The joint report between Teranet and Realosophy also revealed that private mortgages during Q2 2018 jumped 67% compared to the same period two years ago. While much of that can be attributed to new mortgage rules, says Laura Martin, COO of Matrix Mortgage Global and director of Private Lending Hub, there’s nary a reason for concern because the quality of private mortgage borrowers has improved dramatically over the last decade.

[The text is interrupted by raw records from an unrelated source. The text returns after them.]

PR #5678, opened 2023-07-22
feat: royalties improvement

lljxx1:


packages/indexer/src/migrations/1689907665189_fee-recipients.sql
```diff
@@ -0,0 +1,17 @@
+-- Up Migration
+
+CREATE TABLE "fee_recipients" (
```
georgeroman, line 3: Let's use the following schema instead:
```sql

CREATE TYPE "fee_kind_t" AS ENUM (
  'marketplace',
  'royalty'
);

CREATE TABLE "fee_recipients" (
  "address" BYTEA NOT NULL,
  "kind" "fee_kind_t" NOT NULL,
  "source_id" INT
);

ALTER TABLE "fee_recipients"
  ADD CONSTRAINT "fee_recipients_pk"
  PRIMARY KEY ("address", "kind");
```

georgeroman (changes requested):
Also, let's add an admin API for adding new fee recipients.

lljxx1:
yeah, it will automatically sync to database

“The mortgage default rate in Ontario in 2017 was 0.24%,” Martin told CREW. “The mortgage stress test of plus-2% on the contract rate, as mandated by OSFI [Office of the Superintendent of Financial Institutions], has meant a reduction of 20% in purchasing power. High net worth individuals typically have at least 30% of their investments in real estate holdings. They enjoy the liquidity of an investment that matures every year so that they can reinvest, as well as monthly cash flow that is secured on an inherent and tangible value from the real estate asset.”
Private mortgage investors, according to Martin, make 8-10% returns on their investments, even with lower loan-to-value ratios.

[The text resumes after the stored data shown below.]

PR #5705, opened 2023-07-25
feat: foundation allowlist mint

lljxx1:


packages/indexer/src/orderbook/mints/calldata/detector/foundation.ts
```diff
@@ -1,21 +1,77 @@
...
+  getAllowlist,
+  allowlistExists,
+  createAllowlist,
+} from "@/orderbook/mints/allowlists";
 
 const STANDARD = "foundation";
 
+async function traceCreateSaleEvent(collection: string, maxRetry = 5, blockInterval = 10000) {
+  const face = new Interface([
+    `event CreateFixedPriceSale(
```
georgeroman, line 31: There's two events we need to listen to, `CreateFixedPriceSale` and `AddMerkleRootToFixedPriceSale`

packages/indexer/src/orderbook/mints/calldata/detector/foundation.ts
```diff
@@ -1,21 +1,77 @@
...
+  let merkleTreeUri: string | undefined;
+
+  for (let index = 0; index < maxRetry; index++) {
+    const createFixedPriceSaleLogs = await baseProvider.getLogs({
+      fromBlock: blockNumber - blockInterval * (index + 1),
+      toBlock: blockNumber - blockInterval * index,
+      topics,
+    });
+    if (createFixedPriceSaleLogs.length) {
+      const firstLog = createFixedPriceSaleLogs[0];
```
georgeroman, line 57: I think events are ordered ascending, right? Do we need to get the last one instead?

georgeroman (changes requested):
One additional comment is that we also want to listen to the two mentioned events in real-time so that once we detect one we'll update any associated mints as fast as possible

“The average private mortgage amount in the GTA for Q1 2018 was $179, 280,” she said. “The typical term of a private second mortgage is 10% interest-only monthly payments, which amounts to $1,494 times 12 months, which equals $17,928, plus the entirety of the principal loan amount back.”
Private mortgage funding has been marred by a few predatory lenders, but according to Zahra Marani, principal of Marani Law, the stigma is dissipating largely because people realize the mortgages are registered against the properties.

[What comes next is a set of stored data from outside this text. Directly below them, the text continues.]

PR #5739, opened 2023-07-26
Midaswap

georgeroman:


packages/sdk/src/midaswap/order.ts
```diff
@@ -0,0 +1,62 @@
...
+    this.chainId = chainId;
+
+    try {
+      this.params = normalize(params);
+    } catch {
+      throw new Error("Invalid params");
+    }
+  }
+
+  public static binToPriceFixed = (bin: number, decimal = 18, toFixedNumber = 18) => {
```
georgeroman, line 20: We should use BigNumber math for full precision.

packages/sdk/src/midaswap/order.ts
```diff
@@ -0,0 +1,62 @@
...
+    const powValue = bin - 8388608;
+    const b = Math.pow(10, 18 - decimal);
+    const price = (Math.pow(1.0001, powValue) * b).toFixed(toFixedNumber);
+    return String(price);
+  };
+
+  public static getSellPrice = (bin: number, freeRate = 0, royalty = 0) => {
```
georgeroman, line 27: We should use BigNumber math for full precision.

packages/sdk/src/midaswap/order.ts
```diff
@@ -0,0 +1,62 @@
...
+    const price = Order.binToPriceFixed(bin);
+    return parseEther(
+      (+price * (1 + (freeRate + royalty) / 10000)).toFixed(18).toString()
+    ).toString();
+  };
+
+  public static getBuyPrice = (bin: number, freeRate = 0, royalty = 0) => {
```
georgeroman, line 34: We should use BigNumber math for full precision.

packages/indexer/src/orderbook/orders/midaswap/index.ts
```diff
@@ -0,0 +1,1146 @@
...
+        bps: number;
+      }[] = [
+        {
+          kind: "marketplace",
+          recipient: pool.address,
+          bps: pool.freeRateBps,
+        },
+      ];
+
+      switch (orderParams.eventName) {
```
georgeroman, line 101: I'd suggest following all the other exchange implementations. Instead of having different logic based on the event that triggered an order update we should have generic logic which doesn't care about the triggering event but simply extracts the orders for any given pool / lp token id.

packages/sdk/src/midaswap/types.ts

Moreover, in light of the Guideline B-20 mortgage rules taking effect at the beginning of the year, the private mortgage space has burgeoned thanks to an expansive clientele.
“Private mortgages are an ideal investment for those who don’t want the responsibility of owning their own property, as well as for those who wish to diversify their portfolios,” said Marani. “Our lender clients are lending to borrowers such as business owners, builders, investors of preconstruction condos, and others, many of whom previously qualified with A and B lenders, and who can still afford the mortgage payments, but no longer qualify with those lenders.”